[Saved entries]

PR #2267, opened 2026-08-20
fix(plugin-dameng): reconnect after a stopped query instead of failing forever

### LINKED ISSUE #2262: dameng bugs
### What happened?

macOS26，达梦数据库连接尚存些许bug。切换模式的时候报错（Schema 切换失败），打开表需要很长时间有时候甚至打不开

### Steps to reproduce

1.连接达梦数据库
2.打开表

### Expected behavior

_No response_

### Database type

None

### TablePro version

_No response_

### macOS version & chip

_No response_

### Screenshots / Logs

_No response_

datlechin:
Fixes #2262.

## What was wrong

The Dameng driver's own documentation and its own code comment both promise this:

> Stopping a query closes its connection. DM8 has no out-of-band cancel request, so TablePro
> stops reading the reply **and reconnects on your next query**.
> (`docs/databases/dameng.mdx`, and the same claim at `DamengPlugin.swift:171`)

The reconnect was never written. Measured against a live DM8 8.1 server through the exact C ABI
the plugin calls, using the committed `libdameng_bridge.a`:

```
--- cancel a statement that IS in flight ---
  [thread] tp_dm_cancel at t+200ms
  slow query + cancel           19338 ms  FAILED   error: cancelled

--- is the connection still usable afterwards? ---
  next statement                    0 ms  FAILED   error: Dameng connection is closed
  statement after that              0 ms  FAILED   error: Dameng connection is closed
  ping                       tp_dm_ping -> false
```

`is_recoverable` in the bridge is false for `Cancelled`, `Timeout`, `Protocol`, `Io`,
`ConnectionFailed`, `AuthFailed` and `NotConnected`, so `tp_dm_execute` disposes the client and
`TpDmConnection.client` stays `None` for the life of the handle. Swift never learned:
`DamengConnection.execute` rethrew without releasing `rawConnection`, so `connectedPointer()`
kept handing out the stale pointer and every later call reported a closed connection.

Cancellation is routine flow control in TablePro, not an exceptional path.
`MainContentCoordinator.supersedeExecution` runs on every tab retarget, which is every time the
user clicks a second table, and it cancels the in-flight query, the table-load task and the
row-count task. So opening one table while another was still loading killed the connection, and
everything after it failed until `ConnectionHealthMonitor`'s 30 second ping noticed. That window
is the reporter's "opening a table takes a very long time, sometimes it cannot be opened at all",
and a schema switch inside it surfaces through `MainContentCoordinator+Navigation.swift:540` as
the reported **"Schema Switch Failed"** alert.

## The fix

The driver reconnects and runs the statement once more, which is the shape MySQL
(`MySQLPluginDriver.executeWithReconnect`), PostgreSQL (`LibPQDriverCore.executeWithReconnect`)
and Redis (`RedisPluginConnection.executeCommandSyncRetrying`) already ship. Dameng was the only
driver missing it.

- **`Native/DamengBridge`**: `TpDmError` carries a `connection_lost` flag, taken from the
  `is_recoverable` the bridge already computes at the failure site, exposed as
  `tp_dm_error_is_connection_lost` next to the existing `tp_dm_error_is_cancellation`. The
  message text cannot separate "the server rejected this SQL", which leaves the connection
  usable, from "the transport died". `transaction_operation` now reports through
  `set_driver_error` as well, so a stopped commit or ping is classified the same way a stopped
  query already was.
- **`DamengConnection`**: retires its handle when the bridge says the connection closed, so the
  Swift state is honest and the driver can tell a dead connection from a rejected statement.
  Cancellation is now scoped to the statement actually on the wire: `tp_dm_cancel` is
  connection-wide, so a cancellation aimed at a statement still queued behind another used to
  interrupt the wrong one, and a queued statement that was cancelled ran anyway because the next
  `tp_dm_execute` cleared the flag on its way in. A connect is fenced by an epoch so one that
  lands after a disconnect cannot revive a connection the caller already closed.
- **`DamengPluginDriver`**: `executeWithReconnect` restores the active schema and the text
  escaping mode. Only a read is sent again, using the same rule MySQL applies, because a write
  may already have been applied before its reply was abandoned. `switchSchema` recovers too,
  since `SET SCHEMA` is idempotent. However many statements find the connection dead, they share
  one rebuild rather than each starting its own, the shape `SQLSchemaProvider` uses. A connection
  lost inside a transaction is never rebuilt under it: the loss is reported, because the rebuilt
  connection never saw the `BEGIN` and the later commit would report success having written
  nothing.

## Verified

| Step | Result |
| --- | --- |
| `verify.sh generate` | PASS |
| `verify.sh build` (app) | PASS |
| `DamengDriver` + `DamengDriverTests` build | PASS |
| `cargo test` in `Native/DamengBridge` | 8 passed, 1 ignored (live) |
| Dameng suite against a live DM8 8.1 server | 24 of 25 pass, see below |
| `verify.sh lint Plugins/DamengDriverPlugin Plugins/DamengDriverPluginTests` | 0 violations |
| `verify.sh plugins` (AllPlugins) | Dameng compiled and signed; the aggregate fails locally on OracleNIO's `@TaskLocal` macro, which this branch does not touch |

`Skill(code-review)` at high effort found six real defects in the first draft of this change,
all fixed here and covered by tests: retiring a dead handle used to invalidate the rebuild that
was recovering it, concurrent rebuilds fought each other, `tp_dm_cancel` could read a handle
another thread was freeing, a transaction could be silently replaced, and a failed escaping probe
permanently downgraded the mode. `Skill(security-review)` found nothing.

The regression test is `testLiveDM8RecoversFromAStoppedStatement`. It was checked both ways
against a live server: with the retry removed it fails with the exact error the issue reports,
`DamengError(message: "The Dameng connection is closed.")`, and it passes with the fix in place.

The one failing test in the Dameng suite is `testLiveDM8Workflow`, which fails at "create parent"
with `-2004: 不支持的语句类型`. That is pre-existing: it fails identically on `main`, and it is a
real defect described below, not a regression from this change. It had never been seen because
the live tests need `TABLEPRO_DM8_INTEGRATION=1` and the environment does not reach the test
process through `xcodebuild`; they run under `xcrun xctest`.

There are no screenshots because nothing on screen changed. The user-visible difference is the
absence of an error, and staging it by hand means racing a cancel against a query, which is the
non-deterministic thing the regression test replaced.

## Found while investigating, not fixed here

- `generateCreateTableSQL` emits `CREATE TABLE` and `CREATE INDEX` as one statement string, and
  DM8 rejects a multi-statement batch with `-2004`. Creating a table with an index fails.
  Measured directly against the server.
- `ALL_COL_COMMENTS.OWNER` is the owning **user**, while every other `ALL_*` view TablePro reads
  uses the **schema**, so the join in `fetchColumns` and `fetchAllColumns` drops every column
  comment whenever a schema is not named after its owner. Measured: the same query returns rows
  for `OWNER = 'SYSDBA'` and none for `OWNER = 'APP'`.
- A result set larger than one inline response is silently truncated: 662 rows of a 20,000 row
  table, and 1,159 of 2,000 tables in the sidebar, with `is_truncated` still false.
- A result set containing a `CLOB` column comes back with the wrong number of columns and rows.
- Stopping a Dameng query still takes several seconds to take effect. There is a fix for this in
  the pinned Rust fork that measures 9.80s to 0.00s at the crate level, but it made no difference
  through the shipped static library and I could not explain why, so it is not in this PR.


ekovovo:
plz release

datlechin:
@miracleloveWT dm8 plugin is releasing, please wait https://github.com/TableProApp/TablePro/actions/runs/32329126061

What you have to do: From the first line to the last, copy every record exactly.

Reply:
PR #2267, opened 2026-08-20
fix(plugin-dameng): reconnect after a stopped query instead of failing forever

### LINKED ISSUE #2262: dameng bugs
### What happened?

macOS26，达梦数据库连接尚存些许bug。切换模式的时候报错（Schema 切换失败），打开表需要很长时间有时候甚至打不开

### Steps to reproduce

1.连接达梦数据库
2.打开表

### Expected behavior

_No response_

### Database type

None

### TablePro version

_No response_

### macOS version & chip

_No response_

### Screenshots / Logs

_No response_

datlechin:
Fixes #2262.

## What was wrong

The Dameng driver's own documentation and its own code comment both promise this:

> Stopping a query closes its connection. DM8 has no out-of-band cancel request, so TablePro
> stops reading the reply **and reconnects on your next query**.
> (`docs/databases/dameng.mdx`, and the same claim at `DamengPlugin.swift:171`)

The reconnect was never written. Measured against a live DM8 8.1 server through the exact C ABI
the plugin calls, using the committed `libdameng_bridge.a`:

```
--- cancel a statement that IS in flight ---
  [thread] tp_dm_cancel at t+200ms
  slow query + cancel           19338 ms  FAILED   error: cancelled

--- is the connection still usable afterwards? ---
  next statement                    0 ms  FAILED   error: Dameng connection is closed
  statement after that              0 ms  FAILED   error: Dameng connection is closed
  ping                       tp_dm_ping -> false
```

`is_recoverable` in the bridge is false for `Cancelled`, `Timeout`, `Protocol`, `Io`,
`ConnectionFailed`, `AuthFailed` and `NotConnected`, so `tp_dm_execute` disposes the client and
`TpDmConnection.client` stays `None` for the life of the handle. Swift never learned:
`DamengConnection.execute` rethrew without releasing `rawConnection`, so `connectedPointer()`
kept handing out the stale pointer and every later call reported a closed connection.

Cancellation is routine flow control in TablePro, not an exceptional path.
`MainContentCoordinator.supersedeExecution` runs on every tab retarget, which is every time the
user clicks a second table, and it cancels the in-flight query, the table-load task and the
row-count task. So opening one table while another was still loading killed the connection, and
everything after it failed until `ConnectionHealthMonitor`'s 30 second ping noticed. That window
is the reporter's "opening a table takes a very long time, sometimes it cannot be opened at all",
and a schema switch inside it surfaces through `MainContentCoordinator+Navigation.swift:540` as
the reported **"Schema Switch Failed"** alert.

## The fix

The driver reconnects and runs the statement once more, which is the shape MySQL
(`MySQLPluginDriver.executeWithReconnect`), PostgreSQL (`LibPQDriverCore.executeWithReconnect`)
and Redis (`RedisPluginConnection.executeCommandSyncRetrying`) already ship. Dameng was the only
driver missing it.

- **`Native/DamengBridge`**: `TpDmError` carries a `connection_lost` flag, taken from the
  `is_recoverable` the bridge already computes at the failure site, exposed as
  `tp_dm_error_is_connection_lost` next to the existing `tp_dm_error_is_cancellation`. The
  message text cannot separate "the server rejected this SQL", which leaves the connection
  usable, from "the transport died". `transaction_operation` now reports through
  `set_driver_error` as well, so a stopped commit or ping is classified the same way a stopped
  query already was.
- **`DamengConnection`**: retires its handle when the bridge says the connection closed, so the
  Swift state is honest and the driver can tell a dead connection from a rejected statement.
  Cancellation is now scoped to the statement actually on the wire: `tp_dm_cancel` is
  connection-wide, so a cancellation aimed at a statement still queued behind another used to
  interrupt the wrong one, and a queued statement that was cancelled ran anyway because the next
  `tp_dm_execute` cleared the flag on its way in. A connect is fenced by an epoch so one that
  lands after a disconnect cannot revive a connection the caller already closed.
- **`DamengPluginDriver`**: `executeWithReconnect` restores the active schema and the text
  escaping mode. Only a read is sent again, using the same rule MySQL applies, because a write
  may already have been applied before its reply was abandoned. `switchSchema` recovers too,
  since `SET SCHEMA` is idempotent. However many statements find the connection dead, they share
  one rebuild rather than each starting its own, the shape `SQLSchemaProvider` uses. A connection
  lost inside a transaction is never rebuilt under it: the loss is reported, because the rebuilt
  connection never saw the `BEGIN` and the later commit would report success having written
  nothing.

## Verified

| Step | Result |
| --- | --- |
| `verify.sh generate` | PASS |
| `verify.sh build` (app) | PASS |
| `DamengDriver` + `DamengDriverTests` build | PASS |
| `cargo test` in `Native/DamengBridge` | 8 passed, 1 ignored (live) |
| Dameng suite against a live DM8 8.1 server | 24 of 25 pass, see below |
| `verify.sh lint Plugins/DamengDriverPlugin Plugins/DamengDriverPluginTests` | 0 violations |
| `verify.sh plugins` (AllPlugins) | Dameng compiled and signed; the aggregate fails locally on OracleNIO's `@TaskLocal` macro, which this branch does not touch |

`Skill(code-review)` at high effort found six real defects in the first draft of this change,
all fixed here and covered by tests: retiring a dead handle used to invalidate the rebuild that
was recovering it, concurrent rebuilds fought each other, `tp_dm_cancel` could read a handle
another thread was freeing, a transaction could be silently replaced, and a failed escaping probe
permanently downgraded the mode. `Skill(security-review)` found nothing.

The regression test is `testLiveDM8RecoversFromAStoppedStatement`. It was checked both ways
against a live server: with the retry removed it fails with the exact error the issue reports,
`DamengError(message: "The Dameng connection is closed.")`, and it passes with the fix in place.

The one failing test in the Dameng suite is `testLiveDM8Workflow`, which fails at "create parent"
with `-2004: 不支持的语句类型`. That is pre-existing: it fails identically on `main`, and it is a
real defect described below, not a regression from this change. It had never been seen because
the live tests need `TABLEPRO_DM8_INTEGRATION=1` and the environment does not reach the test
process through `xcodebuild`; they run under `xcrun xctest`.

There are no screenshots because nothing on screen changed. The user-visible difference is the
absence of an error, and staging it by hand means racing a cancel against a query, which is the
non-deterministic thing the regression test replaced.

## Found while investigating, not fixed here

- `generateCreateTableSQL` emits `CREATE TABLE` and `CREATE INDEX` as one statement string, and
  DM8 rejects a multi-statement batch with `-2004`. Creating a table with an index fails.
  Measured directly against the server.
- `ALL_COL_COMMENTS.OWNER` is the owning **user**, while every other `ALL_*` view TablePro reads
  uses the **schema**, so the join in `fetchColumns` and `fetchAllColumns` drops every column
  comment whenever a schema is not named after its owner. Measured: the same query returns rows
  for `OWNER = 'SYSDBA'` and none for `OWNER = 'APP'`.
- A result set larger than one inline response is silently truncated: 662 rows of a 20,000 row
  table, and 1,159 of 2,000 tables in the sidebar, with `is_truncated` still false.
- A result set containing a `CLOB` column comes back with the wrong number of columns and rows.
- Stopping a Dameng query still takes several seconds to take effect. There is a fix for this in
  the pinned Rust fork that measures 9.80s to 0.00s at the crate level, but it made no difference
  through the shipped static library and I could not explain why, so it is not in this PR.


ekovovo:
plz release

datlechin:
@miracleloveWT dm8 plugin is releasing, please wait https://github.com/TableProApp/TablePro/actions/runs/32329126061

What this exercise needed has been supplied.